PR #5820, opened 2026-08-22
Add COMMUTATOR_HR regtest matrix checksum

RTChou67:
Add regtest coverage for `DFT%PRINT%AO_MATRICES/COMMUTATOR_HR`. This follows #4694 and is a prerequisite for #5814 . The existing `regtest-gpw-1/h2q.inp` now enables `COMMUTATOR_HR` printing with 12 digits. CP2K now outputs checksums for the `COMMUTATOR_HR` matrix.

### DIFF
--- a/tests/QS/regtest-gpw-1/TEST_FILES.toml
+++ b/tests/QS/regtest-gpw-1/TEST_FILES.toml
@@ -74,7 +74,10 @@
 #
 "He_PBE.inp"                            = [{matcher="E_total", tol=1.0E-13, ref=-1.14398524502663}]
 #
-"h2q.inp"                               = [{matcher="E_total", tol=1.0E-10, ref=-0.76162210587786}]
+"h2q.inp"                               = [{matcher="E_total",          tol=1.0E-10, ref=-0.76162210587786},
+                                           {matcher="COMMUTATOR_HR_X", tol=1.0E-8, ref=4.560125368089048},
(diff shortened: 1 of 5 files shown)


tests/QS/regtest-gpw-1/TEST_FILES.toml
********
_Task to complete_
Copy out every line from the records that has the word "matrix".

_Solution to this exercise_
Add COMMUTATOR_HR regtest matrix checksum
Add regtest coverage for `DFT%PRINT%AO_MATRICES/COMMUTATOR_HR`. This follows #4694 and is a prerequisite for #5814 . The existing `regtest-gpw-1/h2q.inp` now enables `COMMUTATOR_HR` printing with 12 digits. CP2K now outputs checksums for the `COMMUTATOR_HR` matrix.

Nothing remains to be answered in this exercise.